Opposition leader calls for dismissal of Barbados finance minister

Opposition leader Mia Mottley, addressing supporters at the party’s ninth People’s Assembly on Monday night, also gave Prime Minister Stuart a one week deadline for sending home Sinckler.

“For this economy to grow, Chris Sinckler must go. And I say to Freundel Stuart that if by next Sunday Chris Sinckler is still Minister of Finance . . . then Freundel too must go,” she said, adding  “he has one week to move Chris Sinckler as Minister of Finance”.

Over the last weekend, Prime Minister Stuart defended the economic policies of his administration saying that he was certain that in the “route” being pursued would yield the success the island wants in the future.

The government has begun laying off employees as part of a programme to revive the ailing economy and has also indicated that it would not be rushing to fill vacancies within the public service.

The government’s policy has come in for criticism from the trade unions and even one senior minister, Dr. David Estwick, the agriculture minister, saying the government was using the “wrong medicine” to deal with the economic problems facing the island.

But as he addressed supporters of the ruling Democratic Labour Party (DLP) at a constituency branch meeting on Sunday night,  Prime Minister Stuart said his administration was not playing “blind man’s bluff” with the local economy and would also not be derailed from its fiscal programme.

But Mottley told BLP supporters that the International Monetary Fund (IMF) would soon be conducting a review of the local economy and she was confident it would give Barbados a failing grade.
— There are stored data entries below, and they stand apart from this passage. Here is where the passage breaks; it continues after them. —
PR #2469, opened 2024-11-26
MapBox VectorTile: bug fixes using an official MapBox stream

ftoromanoff:
Using the mapbox style file "mapbox://styles/mapbox/streets-v8" on mapLib and on itowns, I noticed the result as not at all comparable.
image
image

Thus I looked layers by layers to understand what were we doing wrong in itowns and tried to correct a maximum of bugs. The example using the mapbox stream has been added. (examples/vector_tile_2d_mapbox.html)

What this PR does:
- new feature:
   - support relative urls in style file (ArcGIS style file)
   - add a warn properties in source to add warnings and send them only ones 
- itowns bug fix:
   - Mapbox stream
      - enter url in {z}/{y}/{x} instead of ${z}/${y}/${x}
      - wrong selection of metadata when "{id}" in sprite
      - gestion of MVT layer using the 'ref' properties
      - gestion of line and polygon Label (simplified -> we use the first point of the geometry and sending a warning)
      - good gestion of the layer.order properties
   - Style
      - take into account the zoom in style when displaying layer
      - no display of polygon when fill.color is undefined
      - no display of line when stroke.width is 0
      - no recoloring of icon when icon.color is white (to avoid a lightning of the icon)
      - allow multiple label with same text (for contour lines)
      - no display of icon if size is 0

### DIFF
--- a/src/Core/Style.js
+++ b/src/Core/Style.js
@@ -87,14 +87,18 @@ async function loadImage(source) {
     return (await promise).image;
 }
 
-function cropImage(img, cropValues = { width: img.naturalWidth, height: img.naturalHeight }) {
-    canvas.width = cropValues.width;
-    canvas.height = cropValues.height;
+function cropImage(img, cropValues) {
+    const x = cropValues.x || 0;
+    const y = cropValues.y || 0;
+    const width = cropValues.width || img.naturalWidth;
+    const height = cropValues.height || img.naturalHeight;
+    canvas.width = width;
+    canvas.height = height;
     const ctx = canvas.getContext('2d', { willReadFrequently: true });
     ctx.drawImage(img,
-        cropValues.x || 0, cropValues.y || 0, cropValues.width, cropValues.height,
-        0, 0, cropValues.width, cropValues.height);
-    return ctx.getImageData(0, 0, cropValues.width, cropValues.height);
+        x, y, width, height,
+        0, 0, width, height);
+    return ctx.getImageData(0, 0, width, height);
 }
 
 function replaceWhitePxl(imgd, color, id) {
@@ -861,6 +865,12 @@ class Style {
             // additional icon
             const iconImg = readVectorProperty(layer.layout['icon-image']);
             if (iconImg) {
+                const cropValueDefault = {
+                    x: 0,
+                    y: 0,
+                    width: 1,
+                    height: 1,
+                };
                 try {
                     style.icon.id = iconImg;
                     if (iconImg.stops) {
@@ -871,8 +881,15 @@ class Style {
                                 if (stop[1].includes('{')) {
                                     cropValues = function _(p) {
                                         const id = stop[1].replace(/\{(.+?)\}/g, (a, b) => (p[b] || '')).trim();
+                                        if (cropValues === undefined) {
+                                            // const warning = `WARNING: "${id}" not found in sprite file`;
+                                            sprites[id] = cropValueDefault;// or return cropValueDefault;
+                                        }
                                         return sprites[id];
                                     };
+                                } else if (cropValues === undefined) {
+                                    // const warning = `WARNING: "${stop[1]}" not found in sprite file`;
+                                    cropValues = cropValueDefault;
                                 }
                                 return [stop[0], cropValues];
                             }),
@@ -880,11 +897,18 @@ class Style {
                         style.icon.cropValues = iconCropValue;
                     } else {
                         style.icon.cropValues = sprites[iconImg];
-                        if (iconImg[0].includes('{')) {
+                        if (iconImg.includes('{')) {
                             style.icon.cropValues = function _(p) {
                                 const id = iconImg.replace(/\{(.+?)\}/g, (a, b) => (p[b] || '')).trim();
+                                if (sprites[id] === undefined) {
+                                    // const warning = `WARNING: "${id}" not found in sprite file`;
+                                    sprites[id] = cropValueDefault;// or return cropValueDefault;
+                                }
                                 return sprites[id];
                             };
+                        } else if (sprites[iconImg] === undefined) {
+                            // const warning = `WARNING: "${iconImg}" not found in sprite file`;
+                            style.icon.cropValues = cropValueDefault;
                         }
                     }
                     style.icon.source = sprites.source;
@@ -955,7 +979,7 @@ class Style {
         // need doc for the txtrCtx.fillStyle.src that seems to always be undefined
         if (this.fill.pattern) {
             let img = this.fill.pattern;
-            const cropValues = this.fill.pattern.cropValues;
+            const cropValues = { ...this.fill.pattern.cropValues };
             if (this.fill.pattern.source) {
                 img = await loadImage(this.fill.pattern.source);
             }
@@ -1030,7 +1054,7 @@ class Style {
         if (!this.icon.cropValues && !this.icon.color) {
             icon.src = this.icon.source;
         } else {
-            const cropValues = this.icon.cropValues;
+            const cropValues = { ...this.icon.cropValues };
             const color = this.icon.color;
             const id = this.icon.id || this.icon.source;
             const img = await loadImage(this.icon.source);
--- a/src/Core/Style.js
+++ b/src/Core/Style.js
@@ -941,17 +941,16 @@ class Style {
      * @param {Boolean} canBeFilled - true if feature.type == FEATURE_TYPES.POLYGON.
      */
     applyToCanvasPolygon(txtrCtx, polygon, invCtxScale, canBeFilled) {
-        const context = this.context;
         // draw line or edge of polygon
         if (this.stroke) {
             // TO DO add possibility of using a pattern (https://github.com/iTowns/itowns/issues/2210)
-            this._applyStrokeToPolygon(txtrCtx, invCtxScale, polygon, context);
+            this._applyStrokeToPolygon(txtrCtx, invCtxScale, polygon);
         }
 
         // fill inside of polygon
-        if (canBeFilled && this.fill) {
+        if (canBeFilled && (this.fill.pattern || this.fill.color)) {
             // canBeFilled can be move to StyleContext in the later PR
-            this._applyFillToPolygon(txtrCtx, invCtxScale, polygon, context);
+            this._applyFillToPolygon(txtrCtx, invCtxScale, polygon);
         }
     }
 
--- a/src/Core/Style.js
+++ b/src/Core/Style.js
@@ -162,7 +162,7 @@ function defineStyleProperty(style, category, parameter, userValue, defaultValue
                 const dataValue = style.context.featureStyle?.[category]?.[parameter];
                 if (dataValue != undefined) { return readExpression(dataValue, style.context); }
                 if (defaultValue instanceof Function) {
-                    return defaultValue(style.context.properties, style.context);
+                    return defaultValue(style.context.properties, style.context) ?? defaultValue;
                 }
                 return defaultValue;
             },
@@ -808,7 +808,8 @@ class Style {
                 style.stroke.color = color;
                 style.stroke.opacity = opacity;
                 style.stroke.width = 1.0;
-                style.stroke.dasharray = [];
+            } else {
+                style.stroke.width  = 0.0;
             }
         } else if (layer.type === 'line') {
             const prepare = readVectorProperty(layer.paint['line-color'], { type: 'color' });
@@ -942,7 +943,7 @@ class Style {
      */
     applyToCanvasPolygon(txtrCtx, polygon, invCtxScale, canBeFilled) {
         // draw line or edge of polygon
-        if (this.stroke) {
+        if (this.stroke.width > 0) {
             // TO DO add possibility of using a pattern (https://github.com/iTowns/itowns/issues/2210)
             this._applyStrokeToPolygon(txtrCtx, invCtxScale, polygon);
         }
@@ -958,11 +959,11 @@ class Style {
         if (txtrCtx.strokeStyle !== this.stroke.color) {
             txtrCtx.strokeStyle = this.stroke.color;
         }
-        const width = (this.stroke.width || 2.0) * invCtxScale;
+        const width = this.stroke.width * invCtxScale;
         if (txtrCtx.lineWidth !== width) {
             txtrCtx.lineWidth = width;
         }
-        const alpha = this.stroke.opacity == undefined ? 1.0 : this.stroke.opacity;
+        const alpha = this.stroke.opacity;
         if (alpha !== txtrCtx.globalAlpha && typeof alpha == 'number') {
             txtrCtx.globalAlpha = alpha;
         }
--- a/src/Core/Style.js
+++ b/src/Core/Style.js
@@ -905,13 +905,13 @@ class Style {
                         }
                     }
                     style.icon.source = sprites.source;
-                    style.icon.size = readVectorProperty(layer.layout['icon-size']) || 1;
+                    style.icon.size = readVectorProperty(layer.layout['icon-size']) ?? 1;
                     const { color, opacity } = rgba2rgb(readVectorProperty(layer.paint['icon-color'], { type: 'color' }));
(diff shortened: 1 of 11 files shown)


examples/vector_tile_raster_2d_mapbox.html
```diff
@@ -0,0 +1,98 @@
+<html>
+  <head>
+    <title>Itowns - Globe</title>
```
jailln: Can you update the title please?

examples/vector_tile_raster_2d_mapbox.html
```diff
@@ -0,0 +1,98 @@
...
+        });
+      }
+ 
+      const debugMenu = new GuiTools("menuDiv", view);
+      setupLoadingScreen(viewerDiv, view);
+
+      const source = new itowns.VectorTilesSource({
+        style: "mapbox://styles/mapbox/streets-v8",
+        accessToken:
+          "pk.eyJ1IjoiZ2VvdXJmbyIsImEiOiJjbHdyZWVrd2owOW1rMmlxdmx2Z3Fwb2JhIn0.sg5en26yZ6aSEg6CsfUByA",
```
jailln: is that your personal access token?

examples/vector_tile_raster_2d_mapbox.html
```diff
@@ -0,0 +1,98 @@
...
+    <link
+      rel="stylesheet"
+      type="text/css"
+      href="css/LoadingScreen.css"
+    />
+    <link
+      rel="stylesheet"
+      type="text/css"
+      href="https://www.itowns-project.org/itowns/examples/css/widgets.css"
+    />
```
jailln: we don't need widgets in this example

examples/vector_tile_raster_2d_mapbox.html
```diff
@@ -0,0 +1,98 @@
...
+    <script src="https://cdnjs.cloudflare.com/ajax/libs/dat-gui/0.7.6/dat.gui.min.js"></script>
+  </head>
+  <body>
+    <div id="viewerDiv"></div>
+
+    <!-- Import iTowns source code -->
+    <script src="../dist/itowns.js"></script>
+    <script src="../dist/debug.js"></script>
+    <!-- Import iTowns Widgets plugin -->
+    <script src="../dist/itowns_widgets.js"></script>
```
jailln: we don't need widgets in this example

src/Source/Source.js
```diff
@@ -108,6 +108,7 @@ class Source extends InformationsData {
     constructor(source) {
         super(source);
         this.isSource = true;
+        this.warn = new Set();
```
jailln: Aggregating logs is a good idea and needed in itowns. I think we should  not store aggregated logs in objects and pass them around as function parameters. An alternative implementation would be to implement a LogAggregator that stores logs, aggregates them and can log info, warn and errors. A global instance could be used by all itowns components then. If we do so, we need to be careful with memory usage and empty the log cache frequently. And if we don't want to implement it ourselves, I'm sure there are libraries available. However I think that's out of scope of this PR, so I'd be for removing this log aggregation for now and implement it differently later. @Desplandis what is your opinion on this?

examples/vector_tile_raster_2d_mapbox.html
```diff
@@ -0,0 +1,98 @@
+<html>
+  <head>
```
jailln: can you add it to the examples list please?

src/Source/VectorTilesSource.js
```diff
@@ -71,38 +71,47 @@ class VectorTilesSource extends TMSSource {
...
+            return mvtStyle;
+        }).then((mvtStyle) => {
+            mvtStyle.layers.forEach((layer, order) => {
                 layer.sourceUid = this.uid;
                 if (layer.type === 'background') {
                     this.backgroundLayer = layer;
                 } else if (ffilter(layer)) {
-                    const style = Style.setFromVectorTileLayer(layer, this.sprites, order, this.symbolToCircle);
+                    if (layer['source-layer'] === undefined) {
+                        const refProperties = ['type', 'source', 'source-layer', 'minzoom', 'maxzoom', 'filter', 'layout'];
```
jailln: I think we should start reducing the cognitive complexity of this constructor by cutting it in small logical pieces. Can you put this logic in a dedicated private method that could be named something like `parseRefLayer` please ?

src/Source/VectorTilesSource.js
```diff
@@ -71,38 +71,47 @@ class VectorTilesSource extends TMSSource {
...
+                        const refLayer = mvtStyle.layers.filter(l => l.id === layer.ref)[0];
```
jailln: Is this list final ? Where does it come from ? Could we look for all properties that are in the ref layer and not in the current layer instead to be more generic?

src/Source/VectorTilesSource.js
```diff
@@ -112,20 +121,18 @@ class VectorTilesSource extends TMSSource {
...
-                            max: layer.maxzoom || 24,
-                        },
                     });
                 }
             });
 
             if (this.url == '.') {
-                const TMSUrlList = Object.values(style.sources).map((sourceVT) => {
+                const TMSUrlList = Object.values(mvtStyle.sources).map((sourceVT) => {
                     if (sourceVT.url) {
```
jailln, line 136: these default values are not needed anymore ?

src/Core/Style.js
```diff
@@ -919,17 +958,16 @@ class Style {
...
         if (this.stroke) {
             // TO DO add possibility of using a pattern (https://github.com/iTowns/itowns/issues/2210)
-            this._applyStrokeToPolygon(txtrCtx, invCtxScale, polygon, context);
+            this._applyStrokeToPolygon(txtrCtx, invCtxScale, polygon);
         }
 
         // fill inside of polygon
-        if (canBeFilled && this.fill) {
+        if (canBeFilled && (this.fill.pattern || this.fill.color)) {
             // canBeFilled can be move to StyleContext in the later PR
```
jailln, line 948: Could we remove canBeFilled ? Its value is feature.type == FEATURE_TYPES.POLYGON . We are in a method named `applyToCanvasPolygon` so aren't already expecting to handle only polygons ?

src/Core/Style.js
```diff
@@ -919,17 +958,16 @@ class Style {
      * @param {Boolean} canBeFilled - true if feature.type == FEATURE_TYPES.POLYGON.
      */
     applyToCanvasPolygon(txtrCtx, polygon, invCtxScale, canBeFilled) {
-        const context = this.context;
         // draw line or edge of polygon
         if (this.stroke) {
             // TO DO add possibility of using a pattern (https://github.com/iTowns/itowns/issues/2210)
```
jailln, line 942: should we check for stroke properties too, like for fill ?

src/Core/Style.js
```diff
@@ -820,6 +826,8 @@ class Style {
             style.point.opacity = opacity;
             style.point.radius = readVectorProperty(layer.paint['circle-radius']);
         } else if (layer.type === 'symbol') {
+            // if symbol we shouldn't draw stroke but defaut value is 1.
+            style.stroke.width = 0.0;
```
jailln, line 819: no need for this comment I think, the code is clear enough

src/Renderer/Label2DRenderer.js
```diff
@@ -186,13 +186,15 @@ class Label2DRenderer {
...
-            label.horizonCullingPoint && GlobeLayer.horizonCulling(label.horizonCullingPoint) ||
-        // Check if content isn't present in visible labels
-            this.grid.visible.some((l) => {
-                // TODO for icon without text filter by position
-                const textContent = label.content.textContent;
-                return textContent !== '' && l.content.textContent.toLowerCase() == textContent.toLowerCase();
-            })) {
+            label.horizonCullingPoint && GlobeLayer.horizonCulling(label.horizonCullingPoint)
+            // Why do we might need this part ?
+            // || // Check if content isn't present in visible labels
```
jailln, line 191: I think it was to avoid overlapping but I'm not sure we need it too so let's remove it completely in this case. We still have git if we need it later. @Desplandis WDYT?

src/Parser/VectorTileParser.js
```diff
@@ -130,41 +131,33 @@ function readPBF(file, options) {
...
-                if (!feature) {
-                    feature = collection.requestFeatureById(layer.id, vtFeature.type - 1);
-                    feature.id = layer.id;
-                    feature.order = layer.order;
-                    feature.style = options.in.styles[feature.id];
-                    vtFeatureToFeatureGeometry(vtFeature, feature);
-                } else if (!collection.features.find(f => f.id === layer.id)) {
-                    feature = collection.newFeatureByReference(feature);
-                    feature.id = layer.id;
-                    feature.order = layer.order;
```
jailln: This seems like some kind of optimization, can you explain in more details why you remove it please?

src/Core/Style.js
```diff
@@ -464,8 +465,6 @@ function _addIcon(icon, domElement, opt) {
  * The first parameter of functions used to set `Style` properties is always an object containing
  * the properties of the features displayed with the current `Style` instance.
  *
- * @property {Number} order - Order of the features that will be associated to
- * the style. It can helps sorting and prioritizing features if needed.
  * @property {Object} fill - Polygons and fillings style.
  * @property {String|Function|THREE.Color} fill.color - Defines the main color of the filling. Can be
  * any [valid color
```
jailln, line 470: can you provide more details about why you remove it please?

jailln (changes requested):
Thanks for the debug and the fixes :)

src/Source/Source.js
Desplandis: Yeah, we could have some kind of heap with a max size to aggregate those warnings. I think there should be some kind of library to do it. However, I agree that this is out of scope of this PR.

src/Renderer/Label2DRenderer.js
Desplandis: If we can't reproduce the overlapping and it seems to be the case here. I think we could totally remove this.

examples/vector_tile_raster_2d_mapbox.html
ftoromanoff: Done. (I titled it 'vector_tile_mapbox_raster')

examples/vector_tile_raster_2d_mapbox.html
ftoromanoff: I changed it to the one I created for itowns example (already used in 'vector_tile_3d_mesh_mapbox')

examples/vector_tile_raster_2d_mapbox.html
ftoromanoff: Removed.

examples/vector_tile_raster_2d_mapbox.html
ftoromanoff: Removed.

examples/vector_tile_raster_2d_mapbox.html
ftoromanoff: Done.

src/Source/VectorTilesSource.js
ftoromanoff: I moved the code in a function 'getPropertiesFromRefLayer()' and added an explaination to it.

src/Source/VectorTilesSource.js
ftoromanoff: From what I managed to find the list is final. In fact using ref for a style layer is deprecated and MapBox removed all trace of how it was used. But there is still data using it (as their own stream that we use in the new example).

src/Source/VectorTilesSource.js
ftoromanoff: I don't really understand your question. I only renamed the variable to avoid confusion with itowns.style and itowns.layer.

src/Core/Style.js
ftoromanoff: In fact `applyToCanvasPolygon` is called in the function `drawPolygon()` in Feature2Texture.js and that function is called on any feature.type that isn't a Point. Thus is include polygon and line, the `canBeFilled` is then the way to distinguish both.
It's the name that is maybe to rethink at some point..

src/Core/Style.js
ftoromanoff: `this.stroke` and `this.fill` are never undefined as the both have properties with default value. The previously done check were then useless.
In the end state of this PR both thes were removed for more specific tests.

src/Core/Style.js
ftoromanoff: A bit to much commentary is too bad ?
I can removed it, I wanted to be sure as up to now the stroke (of a polygon or line) were draw even with a width = 0.

src/Renderer/Label2DRenderer.js
ftoromanoff: As for now, it seems that it is not needed on what I tested and I asked @mgermerie why he used it in the first place.

src/Parser/VectorTileParser.js
ftoromanoff: I removed it to simplified. It is also linked to a trouble to link a specifique feature.style to it's properties.

With this optimization I got these error:
image
linked with https://github.com/iTowns/itowns/blob/18cc3eeda23d557317a8756e4fedef099d9dc95a/src/Core/Style.js#L903-L914
The properties of the current featreu doesn't seems to be the right one when the function is called...

That I don't get when each feature as it's own existence. It might probalby be solved other wise to avoid the probable border effect induce by `newFeatureByReference`...

src/Core/Style.js
ftoromanoff: Currently the style.order was not at all taking into account partialy because it was not called thought getter and setter as all the other properties.
And I also noticed that this properties is only used in VectorTileSource. That's the reason I removed it from style to leave it to the internal use of VectorTile and ordering the different layers inside a same VectorTile. If we would like an ordering of feature inside a same 'layer' we will think at that moment how to put it back into Style.

src/Source/Source.js
jailln: @ftoromanoff can you remove this part from this PR then please ? You can open an issue on this matter if you want to keep track of it

src/Source/VectorTilesSource.js
jailln: thanks for moving it to a dedicated method and commenting it :+1:

src/Source/VectorTilesSource.js
jailln: Sorry, it was meant to be above on lines 115-118 (regarding the default zoom values)

src/Core/Style.js
jailln: Ah ok thanks, we should rename applyToCanvasPolygon then, I agree. Let's do it in another PR

src/Parser/VectorTileParser.js
jailln: It's a bit weird that you get this warning since we look for features with the same id that would already have been parsed.
If we remove this code I'm not sure we need to features collection at all since from my understanding it is to avoid creating multiple times the same feature in memory. It would be interresting to check if it is common that same features are in different pbf and therefore what if this optimization is really needed. It seems a bit unrelated to this PR though so what I propose is to:
* keep this code but comment it for now
* add a comment above explaining what we've said here: this optimization is not fully working and needs to be re-assessed. It has been deactivated for now, see: https://github.com/iTowns/itowns/pull/2469/files#r1861802136

src/Source/VectorTilesSource.js
ftoromanoff: I removed these 'default' values here because the min/max value should be a style properties and not at all a parsing.
So i removed these from here and added the use of the style.zoom values in the relative files as it should have been from the start.

https://github.com/iTowns/itowns/blob/c41e18a26eca71651f6f0d46d62a23c23ce0b6c0/src/Converter/Feature2Texture.js#L73-L75

src/Source/Source.js
ftoromanoff: Done

src/Parser/VectorTileParser.js
ftoromanoff: Done

jailln (approved):
Ready to merge! Thanks @ftoromanoff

“He (Prime Minister Stuart) can avoid this woman [Mottley), any time so. He can avoid the IDB (Inter American Development Bank), avoid the CDB, (Caribbean Development Bank) he can avoid everybody. “But when the IMF tells you tomorrow what I suspect they will tell them, for Chris Sinckler to remain in charge of this economy will be the biggest act of contempt by a leader of Barbados since Independence,” Mottley said without elaborating on what steps the BLP would take if Sinckler remains in office.

“Tomorrow marks a new judgment on the Barbados economy, and if as I suspect it (IMF) will say what everybody else has said, the people of Barbados must now go to a higher level and a firm purpose to recognise that the crisis is now not only upon us but confirmed in the judgment

in the international community.

“And the only thing that can allow the crisis to eat us alive, is allowing this Government to continue to make decisions.”

She described the difference within the Cabinet over the economic policy as a “political distraction in the Democratic Labour Party that is fighting for its very political survival.”